• [ACTIVITY]
Every line below should be repeated exactly as written.
────────────────
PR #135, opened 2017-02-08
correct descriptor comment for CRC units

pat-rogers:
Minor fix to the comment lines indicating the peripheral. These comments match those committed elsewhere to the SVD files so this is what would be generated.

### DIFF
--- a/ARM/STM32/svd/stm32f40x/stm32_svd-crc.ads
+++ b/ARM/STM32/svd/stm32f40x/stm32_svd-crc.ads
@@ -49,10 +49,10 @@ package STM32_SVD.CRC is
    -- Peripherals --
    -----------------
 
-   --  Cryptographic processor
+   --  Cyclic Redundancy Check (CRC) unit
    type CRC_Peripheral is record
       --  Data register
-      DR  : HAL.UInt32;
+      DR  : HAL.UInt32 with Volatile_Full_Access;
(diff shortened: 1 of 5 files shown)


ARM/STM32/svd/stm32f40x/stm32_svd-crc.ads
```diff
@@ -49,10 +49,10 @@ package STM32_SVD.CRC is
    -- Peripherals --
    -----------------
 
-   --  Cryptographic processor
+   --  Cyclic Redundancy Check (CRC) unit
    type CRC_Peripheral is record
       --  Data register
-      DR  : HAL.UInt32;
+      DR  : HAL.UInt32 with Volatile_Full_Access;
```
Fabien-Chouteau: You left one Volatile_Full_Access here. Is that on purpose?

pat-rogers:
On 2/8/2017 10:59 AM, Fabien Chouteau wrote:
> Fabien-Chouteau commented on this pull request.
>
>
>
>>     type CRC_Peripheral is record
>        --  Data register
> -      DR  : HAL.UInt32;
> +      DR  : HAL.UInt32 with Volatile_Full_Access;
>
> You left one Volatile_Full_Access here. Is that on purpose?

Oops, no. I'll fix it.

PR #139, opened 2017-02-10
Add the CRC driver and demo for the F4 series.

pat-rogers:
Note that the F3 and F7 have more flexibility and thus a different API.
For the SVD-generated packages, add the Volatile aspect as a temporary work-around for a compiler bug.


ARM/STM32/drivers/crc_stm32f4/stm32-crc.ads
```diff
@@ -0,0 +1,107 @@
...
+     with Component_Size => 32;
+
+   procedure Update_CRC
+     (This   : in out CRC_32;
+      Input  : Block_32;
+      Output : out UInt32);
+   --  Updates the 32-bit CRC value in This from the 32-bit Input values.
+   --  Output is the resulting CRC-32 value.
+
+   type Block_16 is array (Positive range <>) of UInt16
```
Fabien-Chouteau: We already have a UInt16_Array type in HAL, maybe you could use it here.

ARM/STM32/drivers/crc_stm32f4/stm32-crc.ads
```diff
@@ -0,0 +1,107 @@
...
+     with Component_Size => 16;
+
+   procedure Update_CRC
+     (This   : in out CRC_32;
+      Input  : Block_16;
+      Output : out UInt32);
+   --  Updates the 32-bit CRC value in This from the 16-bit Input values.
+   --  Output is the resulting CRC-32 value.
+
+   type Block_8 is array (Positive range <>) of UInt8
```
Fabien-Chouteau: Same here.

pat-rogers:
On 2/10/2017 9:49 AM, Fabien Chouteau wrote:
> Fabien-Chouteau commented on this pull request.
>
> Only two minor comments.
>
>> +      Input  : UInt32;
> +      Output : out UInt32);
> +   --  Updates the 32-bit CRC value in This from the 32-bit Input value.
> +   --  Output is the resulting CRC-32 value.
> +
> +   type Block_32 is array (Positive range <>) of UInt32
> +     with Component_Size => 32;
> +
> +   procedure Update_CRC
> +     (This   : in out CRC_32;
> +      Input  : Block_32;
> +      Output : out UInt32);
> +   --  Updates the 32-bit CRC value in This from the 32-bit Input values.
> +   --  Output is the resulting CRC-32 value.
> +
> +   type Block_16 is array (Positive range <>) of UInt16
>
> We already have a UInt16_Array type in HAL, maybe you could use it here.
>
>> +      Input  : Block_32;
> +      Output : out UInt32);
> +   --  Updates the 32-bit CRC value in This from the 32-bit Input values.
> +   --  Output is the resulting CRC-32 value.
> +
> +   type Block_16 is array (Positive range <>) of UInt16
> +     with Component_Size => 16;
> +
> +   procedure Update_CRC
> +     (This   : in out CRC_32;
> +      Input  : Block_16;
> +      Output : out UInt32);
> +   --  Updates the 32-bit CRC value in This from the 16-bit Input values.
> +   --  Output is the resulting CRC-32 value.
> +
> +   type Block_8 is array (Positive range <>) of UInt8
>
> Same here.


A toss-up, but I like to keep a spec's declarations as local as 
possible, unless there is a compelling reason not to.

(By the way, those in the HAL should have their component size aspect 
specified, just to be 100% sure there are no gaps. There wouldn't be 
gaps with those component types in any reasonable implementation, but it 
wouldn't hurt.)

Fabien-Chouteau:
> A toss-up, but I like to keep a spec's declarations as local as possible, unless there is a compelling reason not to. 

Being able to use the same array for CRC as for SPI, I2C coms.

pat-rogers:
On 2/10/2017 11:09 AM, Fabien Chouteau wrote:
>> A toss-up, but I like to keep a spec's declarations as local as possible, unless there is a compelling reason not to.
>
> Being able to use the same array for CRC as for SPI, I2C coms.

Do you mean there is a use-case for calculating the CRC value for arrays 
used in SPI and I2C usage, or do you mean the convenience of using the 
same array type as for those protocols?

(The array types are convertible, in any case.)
────────────────
• [REPLY TO THE EXERCISE]
PR #135, opened 2017-02-08
correct descriptor comment for CRC units

pat-rogers:
Minor fix to the comment lines indicating the peripheral. These comments match those committed elsewhere to the SVD files so this is what would be generated.

### DIFF
--- a/ARM/STM32/svd/stm32f40x/stm32_svd-crc.ads
+++ b/ARM/STM32/svd/stm32f40x/stm32_svd-crc.ads
@@ -49,10 +49,10 @@ package STM32_SVD.CRC is
    -- Peripherals --
    -----------------
 
-   --  Cryptographic processor
+   --  Cyclic Redundancy Check (CRC) unit
    type CRC_Peripheral is record
       --  Data register
-      DR  : HAL.UInt32;
+      DR  : HAL.UInt32 with Volatile_Full_Access;
(diff shortened: 1 of 5 files shown)


ARM/STM32/svd/stm32f40x/stm32_svd-crc.ads
```diff
@@ -49,10 +49,10 @@ package STM32_SVD.CRC is
    -- Peripherals --
    -----------------
 
-   --  Cryptographic processor
+   --  Cyclic Redundancy Check (CRC) unit
    type CRC_Peripheral is record
       --  Data register
-      DR  : HAL.UInt32;
+      DR  : HAL.UInt32 with Volatile_Full_Access;
```
Fabien-Chouteau: You left one Volatile_Full_Access here. Is that on purpose?

pat-rogers:
On 2/8/2017 10:59 AM, Fabien Chouteau wrote:
> Fabien-Chouteau commented on this pull request.
>
>
>
>>     type CRC_Peripheral is record
>        --  Data register
> -      DR  : HAL.UInt32;
> +      DR  : HAL.UInt32 with Volatile_Full_Access;
>
> You left one Volatile_Full_Access here. Is that on purpose?

Oops, no. I'll fix it.

PR #139, opened 2017-02-10
Add the CRC driver and demo for the F4 series.

pat-rogers:
Note that the F3 and F7 have more flexibility and thus a different API.
For the SVD-generated packages, add the Volatile aspect as a temporary work-around for a compiler bug.


ARM/STM32/drivers/crc_stm32f4/stm32-crc.ads
```diff
@@ -0,0 +1,107 @@
...
+     with Component_Size => 32;
+
+   procedure Update_CRC
+     (This   : in out CRC_32;
+      Input  : Block_32;
+      Output : out UInt32);
+   --  Updates the 32-bit CRC value in This from the 32-bit Input values.
+   --  Output is the resulting CRC-32 value.
+
+   type Block_16 is array (Positive range <>) of UInt16
```
Fabien-Chouteau: We already have a UInt16_Array type in HAL, maybe you could use it here.

ARM/STM32/drivers/crc_stm32f4/stm32-crc.ads
```diff
@@ -0,0 +1,107 @@
...
+     with Component_Size => 16;
+
+   procedure Update_CRC
+     (This   : in out CRC_32;
+      Input  : Block_16;
+      Output : out UInt32);
+   --  Updates the 32-bit CRC value in This from the 16-bit Input values.
+   --  Output is the resulting CRC-32 value.
+
+   type Block_8 is array (Positive range <>) of UInt8
```
Fabien-Chouteau: Same here.

pat-rogers:
On 2/10/2017 9:49 AM, Fabien Chouteau wrote:
> Fabien-Chouteau commented on this pull request.
>
> Only two minor comments.
>
>> +      Input  : UInt32;
> +      Output : out UInt32);
> +   --  Updates the 32-bit CRC value in This from the 32-bit Input value.
> +   --  Output is the resulting CRC-32 value.
> +
> +   type Block_32 is array (Positive range <>) of UInt32
> +     with Component_Size => 32;
> +
> +   procedure Update_CRC
> +     (This   : in out CRC_32;
> +      Input  : Block_32;
> +      Output : out UInt32);
> +   --  Updates the 32-bit CRC value in This from the 32-bit Input values.
> +   --  Output is the resulting CRC-32 value.
> +
> +   type Block_16 is array (Positive range <>) of UInt16
>
> We already have a UInt16_Array type in HAL, maybe you could use it here.
>
>> +      Input  : Block_32;
> +      Output : out UInt32);
> +   --  Updates the 32-bit CRC value in This from the 32-bit Input values.
> +   --  Output is the resulting CRC-32 value.
> +
> +   type Block_16 is array (Positive range <>) of UInt16
> +     with Component_Size => 16;
> +
> +   procedure Update_CRC
> +     (This   : in out CRC_32;
> +      Input  : Block_16;
> +      Output : out UInt32);
> +   --  Updates the 32-bit CRC value in This from the 16-bit Input values.
> +   --  Output is the resulting CRC-32 value.
> +
> +   type Block_8 is array (Positive range <>) of UInt8
>
> Same here.


A toss-up, but I like to keep a spec's declarations as local as 
possible, unless there is a compelling reason not to.

(By the way, those in the HAL should have their component size aspect 
specified, just to be 100% sure there are no gaps. There wouldn't be 
gaps with those component types in any reasonable implementation, but it 
wouldn't hurt.)

Fabien-Chouteau:
> A toss-up, but I like to keep a spec's declarations as local as possible, unless there is a compelling reason not to. 

Being able to use the same array for CRC as for SPI, I2C coms.

pat-rogers:
On 2/10/2017 11:09 AM, Fabien Chouteau wrote:
>> A toss-up, but I like to keep a spec's declarations as local as possible, unless there is a compelling reason not to.
>
> Being able to use the same array for CRC as for SPI, I2C coms.

Do you mean there is a use-case for calculating the CRC value for arrays 
used in SPI and I2C usage, or do you mean the convenience of using the 
same array type as for those protocols?

(The array types are convertible, in any case.)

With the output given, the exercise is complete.